[Raw data]

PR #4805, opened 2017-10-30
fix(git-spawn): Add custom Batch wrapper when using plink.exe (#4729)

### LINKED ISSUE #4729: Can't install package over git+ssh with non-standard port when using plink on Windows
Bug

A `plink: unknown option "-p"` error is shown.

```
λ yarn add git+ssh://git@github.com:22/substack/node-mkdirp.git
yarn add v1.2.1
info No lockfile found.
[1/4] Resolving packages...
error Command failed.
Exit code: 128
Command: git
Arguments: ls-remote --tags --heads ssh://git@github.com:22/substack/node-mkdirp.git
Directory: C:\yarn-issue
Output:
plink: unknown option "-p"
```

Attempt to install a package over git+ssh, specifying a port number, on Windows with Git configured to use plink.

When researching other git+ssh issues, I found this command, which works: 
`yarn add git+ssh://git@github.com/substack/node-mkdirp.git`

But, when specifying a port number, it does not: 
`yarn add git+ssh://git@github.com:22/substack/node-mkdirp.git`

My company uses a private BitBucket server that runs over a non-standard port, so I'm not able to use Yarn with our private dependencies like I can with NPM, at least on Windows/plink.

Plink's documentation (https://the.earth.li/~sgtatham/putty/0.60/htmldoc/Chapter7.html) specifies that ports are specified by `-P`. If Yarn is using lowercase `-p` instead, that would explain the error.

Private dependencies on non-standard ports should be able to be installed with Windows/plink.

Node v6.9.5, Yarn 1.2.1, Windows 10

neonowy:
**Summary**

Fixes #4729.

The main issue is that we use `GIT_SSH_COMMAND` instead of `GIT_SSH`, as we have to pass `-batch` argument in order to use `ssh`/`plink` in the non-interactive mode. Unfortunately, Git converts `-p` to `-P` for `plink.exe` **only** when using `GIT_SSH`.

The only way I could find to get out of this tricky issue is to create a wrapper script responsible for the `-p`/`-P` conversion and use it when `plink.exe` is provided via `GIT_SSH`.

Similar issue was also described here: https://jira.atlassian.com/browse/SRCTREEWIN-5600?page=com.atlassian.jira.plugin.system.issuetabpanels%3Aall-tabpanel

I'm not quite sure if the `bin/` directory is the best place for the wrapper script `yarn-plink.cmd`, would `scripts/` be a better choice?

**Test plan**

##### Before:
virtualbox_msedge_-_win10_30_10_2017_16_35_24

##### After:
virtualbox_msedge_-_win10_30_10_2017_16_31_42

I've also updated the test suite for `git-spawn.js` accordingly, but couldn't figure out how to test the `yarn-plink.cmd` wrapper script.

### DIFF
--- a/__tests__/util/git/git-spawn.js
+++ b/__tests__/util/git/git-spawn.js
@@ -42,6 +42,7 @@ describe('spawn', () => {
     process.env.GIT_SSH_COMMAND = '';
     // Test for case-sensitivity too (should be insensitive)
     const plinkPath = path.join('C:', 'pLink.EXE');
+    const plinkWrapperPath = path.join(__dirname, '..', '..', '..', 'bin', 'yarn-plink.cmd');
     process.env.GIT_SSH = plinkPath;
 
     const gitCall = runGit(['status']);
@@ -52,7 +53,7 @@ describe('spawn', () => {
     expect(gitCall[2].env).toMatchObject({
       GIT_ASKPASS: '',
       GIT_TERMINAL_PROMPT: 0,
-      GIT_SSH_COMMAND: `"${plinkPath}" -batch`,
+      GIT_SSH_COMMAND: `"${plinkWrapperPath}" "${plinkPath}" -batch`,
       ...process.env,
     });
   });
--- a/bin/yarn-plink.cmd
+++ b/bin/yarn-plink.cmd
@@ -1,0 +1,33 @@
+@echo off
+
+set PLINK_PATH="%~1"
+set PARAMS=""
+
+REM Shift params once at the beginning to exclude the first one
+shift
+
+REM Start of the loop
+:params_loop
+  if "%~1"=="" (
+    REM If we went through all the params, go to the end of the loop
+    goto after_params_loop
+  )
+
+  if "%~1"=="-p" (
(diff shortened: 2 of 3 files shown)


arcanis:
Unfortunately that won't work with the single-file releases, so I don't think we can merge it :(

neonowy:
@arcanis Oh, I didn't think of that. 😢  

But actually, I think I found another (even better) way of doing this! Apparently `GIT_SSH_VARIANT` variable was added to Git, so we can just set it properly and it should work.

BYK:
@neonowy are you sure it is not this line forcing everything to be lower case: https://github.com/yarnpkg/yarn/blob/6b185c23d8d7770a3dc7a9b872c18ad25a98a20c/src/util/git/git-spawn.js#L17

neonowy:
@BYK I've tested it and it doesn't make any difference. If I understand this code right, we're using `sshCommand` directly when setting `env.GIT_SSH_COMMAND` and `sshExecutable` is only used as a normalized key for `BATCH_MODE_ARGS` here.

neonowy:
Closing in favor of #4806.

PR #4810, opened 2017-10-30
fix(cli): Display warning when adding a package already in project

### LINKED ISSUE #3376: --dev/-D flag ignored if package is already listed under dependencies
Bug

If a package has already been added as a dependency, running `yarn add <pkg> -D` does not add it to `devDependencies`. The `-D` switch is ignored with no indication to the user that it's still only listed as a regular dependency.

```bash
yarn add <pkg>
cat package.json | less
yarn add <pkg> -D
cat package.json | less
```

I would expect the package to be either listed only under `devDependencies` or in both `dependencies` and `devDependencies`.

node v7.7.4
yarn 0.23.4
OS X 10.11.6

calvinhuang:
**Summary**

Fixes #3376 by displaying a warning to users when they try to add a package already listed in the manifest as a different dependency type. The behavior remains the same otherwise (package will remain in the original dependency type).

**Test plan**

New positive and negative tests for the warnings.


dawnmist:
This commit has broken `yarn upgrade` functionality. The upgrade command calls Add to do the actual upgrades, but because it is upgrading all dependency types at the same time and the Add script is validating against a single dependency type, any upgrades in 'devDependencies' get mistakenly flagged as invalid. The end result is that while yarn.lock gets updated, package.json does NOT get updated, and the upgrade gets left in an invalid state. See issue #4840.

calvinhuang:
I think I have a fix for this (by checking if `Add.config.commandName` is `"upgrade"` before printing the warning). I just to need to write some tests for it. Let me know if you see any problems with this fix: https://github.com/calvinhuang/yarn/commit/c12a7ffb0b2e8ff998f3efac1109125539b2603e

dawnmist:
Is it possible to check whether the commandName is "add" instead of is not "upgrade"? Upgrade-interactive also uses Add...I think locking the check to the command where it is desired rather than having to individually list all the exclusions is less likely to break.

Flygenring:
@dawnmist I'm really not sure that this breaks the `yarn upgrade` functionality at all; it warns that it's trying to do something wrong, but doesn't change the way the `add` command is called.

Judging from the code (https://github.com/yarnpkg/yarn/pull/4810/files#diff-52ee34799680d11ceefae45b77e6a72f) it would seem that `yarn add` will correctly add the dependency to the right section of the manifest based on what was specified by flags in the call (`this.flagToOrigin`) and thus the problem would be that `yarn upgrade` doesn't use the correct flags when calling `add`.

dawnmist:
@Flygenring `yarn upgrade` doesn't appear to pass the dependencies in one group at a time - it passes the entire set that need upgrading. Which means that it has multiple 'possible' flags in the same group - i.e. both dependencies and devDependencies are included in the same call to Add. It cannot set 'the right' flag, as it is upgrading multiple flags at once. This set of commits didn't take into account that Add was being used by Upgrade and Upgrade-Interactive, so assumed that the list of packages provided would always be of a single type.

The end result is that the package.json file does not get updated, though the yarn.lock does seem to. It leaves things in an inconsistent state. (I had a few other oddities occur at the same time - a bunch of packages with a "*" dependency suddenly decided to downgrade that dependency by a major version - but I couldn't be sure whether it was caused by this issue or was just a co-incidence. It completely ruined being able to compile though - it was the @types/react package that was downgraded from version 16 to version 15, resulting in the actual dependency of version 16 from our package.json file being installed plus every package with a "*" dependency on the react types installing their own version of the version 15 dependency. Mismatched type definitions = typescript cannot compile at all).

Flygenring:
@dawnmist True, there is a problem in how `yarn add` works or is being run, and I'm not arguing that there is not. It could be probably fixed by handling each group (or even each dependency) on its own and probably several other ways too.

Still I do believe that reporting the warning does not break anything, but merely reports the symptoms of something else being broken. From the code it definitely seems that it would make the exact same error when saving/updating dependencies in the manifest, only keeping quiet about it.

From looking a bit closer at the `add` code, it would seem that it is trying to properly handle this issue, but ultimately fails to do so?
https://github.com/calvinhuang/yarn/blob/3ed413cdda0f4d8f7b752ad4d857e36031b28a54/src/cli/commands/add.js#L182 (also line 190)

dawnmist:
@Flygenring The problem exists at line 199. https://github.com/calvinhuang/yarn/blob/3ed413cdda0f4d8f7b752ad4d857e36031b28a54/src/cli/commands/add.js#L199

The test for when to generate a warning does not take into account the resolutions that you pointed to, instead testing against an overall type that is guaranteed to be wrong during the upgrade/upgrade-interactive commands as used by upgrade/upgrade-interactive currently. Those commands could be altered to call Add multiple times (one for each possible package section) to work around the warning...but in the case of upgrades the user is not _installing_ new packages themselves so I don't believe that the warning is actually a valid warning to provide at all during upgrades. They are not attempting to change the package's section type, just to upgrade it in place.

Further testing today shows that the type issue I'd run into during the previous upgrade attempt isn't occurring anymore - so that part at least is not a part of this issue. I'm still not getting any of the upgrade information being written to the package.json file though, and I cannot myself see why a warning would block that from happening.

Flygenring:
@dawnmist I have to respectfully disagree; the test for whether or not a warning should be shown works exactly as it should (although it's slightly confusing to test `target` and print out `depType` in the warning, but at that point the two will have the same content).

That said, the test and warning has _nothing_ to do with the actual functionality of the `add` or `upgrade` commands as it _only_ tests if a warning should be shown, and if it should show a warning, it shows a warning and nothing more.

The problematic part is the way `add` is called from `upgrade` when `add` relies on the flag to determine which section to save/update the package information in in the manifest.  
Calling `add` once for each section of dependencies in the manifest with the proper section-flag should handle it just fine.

[/Raw data]

All lines in the listing above from the line containing "But, when specifying" to the line containing "My company uses", inclusive, should be retyped exactly; no other lines should appear.

But, when specifying a port number, it does not: 
`yarn add git+ssh://git@github.com:22/substack/node-mkdirp.git`

My company uses a private BitBucket server that runs over a non-standard port, so I'm not able to use Yarn with our private dependencies like I can with NPM, at least on Windows/plink.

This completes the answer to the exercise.